Oxygen electrocatalysis plays a pivotal role in energy conversion and storage technologies. The precise identification of active sites for oxygen reduction reaction (ORR) and oxygen evolution reaction (OER) is crucial for developing an efficient bifunctional electrocatalyst. However, this remains a challenging endeavor. Here, it is demonstrated that metal‐free N‐doped defective carbon material derived from triazene derivative exhibits excellent bifunctional activity, achieving a notable ΔE value of 0.72 V. Through comprehensive X‐ray photoelectron spectroscopy and Raman spectroscopic analyses, the active sites responsible for oxygen electrocatalysis are elucidated, resolving a long‐standing issue. Specifically, pyridinic‐N sites are crucial for ORR, while graphitic‐N are good for OER. A predictive model utilizing π‐electron descriptors further aids in identifying these sites, with theoretical insights aligning with experimental results. Additionally, in situ ATR‐FTIR spectroscopy provides clarity on reaction intermediates for both reactions. This research paves the way for developing metal‐free, site‐specific electrocatalysts for practical applications in energy technologies.

查看原文

微信好友朋友圈 QQ好友复制链接

本刊更多论文

氧电催化在能量转换和储存技术中发挥着举足轻重的作用。精确识别氧还原反应（ORR）和氧进化反应（OER）的活性位点对于开发高效的双功能电催化剂至关重要。然而，这仍然是一项具有挑战性的工作。通过全面的 X 射线光电子能谱和拉曼光谱分析，阐明了氧电催化的活性位点，解决了一个长期存在的问题。具体来说，吡啶-N 位点对 ORR 至关重要，而石墨-N 则有利于 OER。利用 π 电子描述符的预测模型进一步帮助确定了这些位点，理论见解与实验结果相吻合。此外，原位 ATR-FTIR 光谱法还清楚地显示了这两个反应的反应中间产物。这项研究为开发能源技术实际应用的无金属、特定位点电催化剂铺平了道路。

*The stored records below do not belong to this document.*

PR #212, opened 2025-04-15
Vectorizing the Torch Loader

### LINKED ISSUE #205: Vectorize torch loader

alxmrs:
Fixes #205.

### DIFF
--- a/src/ocean_emulators/datasets.py
+++ b/src/ocean_emulators/datasets.py
@@ -741,7 +741,7 @@ class TorchTrainDataset(Dataset):
             "step variable time lat lon -> time step variable lat lon",
         )
 
-        # normalize expects variables in second dimension
+        # normalize expects variables in third dimension
         prognostic_steps = normalize.normalize_tensor_prognostic(
             prognostic_steps
         ).float()
--- a/src/ocean_emulators/datasets.py
+++ b/src/ocean_emulators/datasets.py
@@ -726,7 +726,7 @@ class TorchTrainDataset(Dataset):
         # add in boundary to final input
         boundary = normalize.normalize_tensor_boundary(boundary).float()
         boundary = torch.where(self.wet_surface, boundary, 0.0)
-        total_input = torch.cat((input_, boundary), dim=1)
+        total_input = torch.cat((input_, boundary), dim=1)  # dim=1 -> variables
 
         # grab future steps, repeat as we do for input
         label = self._prep_prognostic_steps(prognostic_all[:, :, self.hist + 1 :, :, :])
--- a/src/ocean_emulators/datasets.py
+++ b/src/ocean_emulators/datasets.py
@@ -736,6 +736,9 @@ class TorchTrainDataset(Dataset):
         self, prognostic_steps: Float[torch.Tensor, "step variable time lat lon"]
     ) -> Input:
         normalize = Normalize.get_instance()
+        # Time needs to be before step for normalization to work (even though it would
+        # make more sense for `step` to the be first dimension). Don't worry: we fix
+        # this later.
         prognostic_steps = rearrange(
             prognostic_steps,
             "step variable time lat lon -> time step variable lat lon",
--- a/src/ocean_emulators/datasets.py
+++ b/src/ocean_emulators/datasets.py
@@ -681,8 +681,8 @@ class TorchTrainDataset(Dataset):
 
     def __getitem__(self, idx: int):
         TD = TrainData(self.num_prognostic_channels)
-        windows = [self._get_x_index(idx, step) for step in range(self.steps)]
-        x_index = xr.concat(windows, dim="step")
+        x_indexes = [self._get_x_index(idx, step) for step in range(self.steps)]
+        x_index = xr.concat(x_indexes, dim="step")
 
         prognostic_all = torch.from_numpy(
             self._prognostic_vars.isel(time=x_index)
--- a/src/ocean_emulators/datasets.py
+++ b/src/ocean_emulators/datasets.py
@@ -681,30 +681,32 @@ class TorchTrainDataset(Dataset):
 
     def __getitem__(self, idx: int):
         TD = TrainData(self.num_prognostic_channels)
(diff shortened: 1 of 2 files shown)


suryadheeshjith:
For testing, do you want to merge #188 here?

src/ocean_emulators/datasets.py
```diff
@@ -653,13 +653,13 @@ def __init__(
...
         indices = np.arange(num_windows)
-        indices_da = xr.DataArray(indices, dims=["window_dim"])
+        indices_da = xr.DataArray(indices, dims=["step"])
 
         # Create window dimension
         window_dim = xr.DataArray(np.arange(total_steps), dims=["time"])
 
         # Construct rolling indices
-        self.rolling_indices: Float[xr.DataArray, "window_dim time"] = (
+        self.rolling_indices: Float[xr.DataArray, "step time"] = (
```
suryadheeshjith: Do we want to save the types in constants.py or use any existing type alias from there?

src/ocean_emulators/datasets.py
```diff
@@ -681,61 +681,64 @@ def __len__(self) -> int:
...
-                .to_numpy()
-            )
-            boundary = torch.from_numpy(
-                self._boundary_vars.isel(time=x_index)
-                .isel(time=self.hist, drop=True)
-                .to_array()
-                .transpose("variable", "lat", "lon")
-                .to_numpy()
-            )
+        x_indexes = [self._get_x_index(idx, step) for step in range(self.steps)]
```
suryadheeshjith, line 684: 🚀

alxmrs:
> For testing, do you want to merge https://github.com/suryadheeshjith/Ocean_Emulator/pull/188 here?

That's a good question. I'm happy to wait to merge this PR until 188 is landed. I'll add my review there to try to get that in faster.

alxmrs:
Actually, what do you think about us deleting the lazy loader before merging in these new tests? See #213.

suryadheeshjith:
Cool, I will wait for that to land first!

src/ocean_emulators/datasets.py
```diff
@@ -653,13 +653,13 @@ def __init__(
 
         # Create base indices
         indices = np.arange(num_windows)
-        indices_da = xr.DataArray(indices, dims=["window_dim"])
+        indices_da = xr.DataArray(indices, dims=["step"])
```
jder: I think this is more confusing with the name `step` here. The index in this list has logically nothing to do with the use of "step" in `__getitem__` or elsewhere in the code, which is an index into the range `[0, self.steps)` within a single timestep's rollout. 

I think the fact that `_get_x_index` below takes `step: int` and then indexes this array with `step=window_index` (and `step=step` would be a bad bug) is a pretty good indication that these are not the same thing and should not be named the same way. 

Perhaps instead of `window_dim` you'd prefer `window_index` since it goes from 0 to num_windows?

src/ocean_emulators/datasets.py
```diff
@@ -681,61 +681,64 @@ def __len__(self) -> int:
...
+        self, prognostic_steps: Float[torch.Tensor, "step variable time lat lon"]
     ) -> Input:
         normalize = Normalize.get_instance()
         prognostic_steps = rearrange(
             prognostic_steps,
-            "variable time lat lon -> time variable lat lon",
+            "step variable time lat lon -> time step variable lat lon",
         )
 
         # normalize expects variables in second dimension
```
```suggestion
        # normalize expects variables in third dimension
```

src/ocean_emulators/datasets.py
```diff
@@ -681,61 +681,64 @@ def __len__(self) -> int:
...
 
     def _prep_prognostic_steps(
-        self, prognostic_steps: Float[torch.Tensor, "variable time lat lon"]
+        self, prognostic_steps: Float[torch.Tensor, "step variable time lat lon"]
     ) -> Input:
         normalize = Normalize.get_instance()
         prognostic_steps = rearrange(
             prognostic_steps,
-            "variable time lat lon -> time variable lat lon",
+            "step variable time lat lon -> time step variable lat lon",
```
jder, line 744: Not sure it matters, but I think `step time variable lat lon` makes more sense to me? `step` should logically always be first, right?

jder (approved):
Thank you! This is great, just a couple understandability suggestions from me.

src/ocean_emulators/datasets.py
alxmrs: I am not sure if this is something that will be used more than once in the long term.

src/ocean_emulators/datasets.py
alxmrs: This is a fair point. Indeed, I almost tripped myself up and introduced the kind of bug you predict around `step`. Instead of `window_dim`, I think I prefer just `window`. I'm happy to change it.

src/ocean_emulators/datasets.py
alxmrs: Yeah, that makes plenty of sense.

src/ocean_emulators/datasets.py
alxmrs: Just to be clear: we still want to keep `step` in the `__getitem__` call?

src/ocean_emulators/datasets.py
alxmrs: Ok! So, I just found out by breaking tests that step needs to be in this position! Instead of changing it, I've just added a comment explaining why this is there.

src/ocean_emulators/datasets.py
alxmrs: Happy to rename this later on if I misunderstood; will proceed with landing.

src/ocean_emulators/datasets.py
jder: Sorry, I don't understand the comment. Why does time need to be before step for normalization to work?

src/ocean_emulators/datasets.py
jder: Yep! What you landed LGTM. Thanks!

PR #213, opened 2025-04-15
Removed the Lazy Loader from the codebase.

### LINKED ISSUE #207: Delete lazy loader (for now)

alxmrs:
Fixes #207.

### DIFF
--- a/src/ocean_emulators/datasets.py
+++ b/src/ocean_emulators/datasets.py
@@ -5,7 +5,7 @@ import numpy as np
 import torch
 import xarray as xr
 from einops import rearrange
-from jaxtyping import Float, Integer
+from jaxtyping import Float
 from torch.utils.data import Dataset
 from xarray_einstats.einops import rearrange as xr_rearrange  # noqa: F401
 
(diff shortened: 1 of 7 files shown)


src/ocean_emulators/datasets.py
```diff
@@ -20,149 +20,10 @@
     PrognosticMask,
     PrognosticVarNames,
 )
-from ocean_emulators.utils.data import Normalize, mask, unflatten_masks
```
jder, line 23: 🐑 looks like we could delete mask and unflatten_masks now?

jder (approved):
Thanks! Nothing makes me happier than deleting code. Glad we built this and learned a bunch from it and excited to move forward.

src/ocean_emulators/datasets.py
alxmrs: That's a good point. Thanks for pointing that out.

alxmrs: I decided to keep `unflatten_masks` because it's nice to have round-trip tests. `mask`, however, is out.

alxmrs:
I definitely learned a lot about the codebase from writing this!

PR #214, opened 2025-04-15
Adding types and type-specific variable names to InferenceDataset 

alxmrs:
This addresses a number of flaky mypy errors in datasets.py.


jder (approved):
To be honest, it drives me a bit crazy that this is the only way to have reasonable types here. Compared to the previous version, it's now much easier to introduce a bug where you accidentally refer to an old/wrong version of `data_in`. But short of rewriting the whole thing as a series of pipes I think this is probably best.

本文章由计算机程序翻译，如有差异，请以英文原文为准。

求助全文

约1分钟内获得全文去求助

来源期刊

Small 工程技术-材料科学：综合

CiteScore

17.70

自引率

3.80%

发文量

1830

审稿时长

2.1 months

期刊介绍： Small serves as an exceptional platform for both experimental and theoretical studies in fundamental and applied interdisciplinary research at the nano- and microscale. The journal offers a compelling mix of peer-reviewed Research Articles, Reviews, Perspectives, and Comments. With a remarkable 2022 Journal Impact Factor of 13.3 (Journal Citation Reports from Clarivate Analytics, 2023), Small remains among the top multidisciplinary journals, covering a wide range of topics at the interface of materials science, chemistry, physics, engineering, medicine, and biology. Small's readership includes biochemists, biologists, biomedical scientists, chemists, engineers, information technologists, materials scientists, physicists, and theoreticians alike.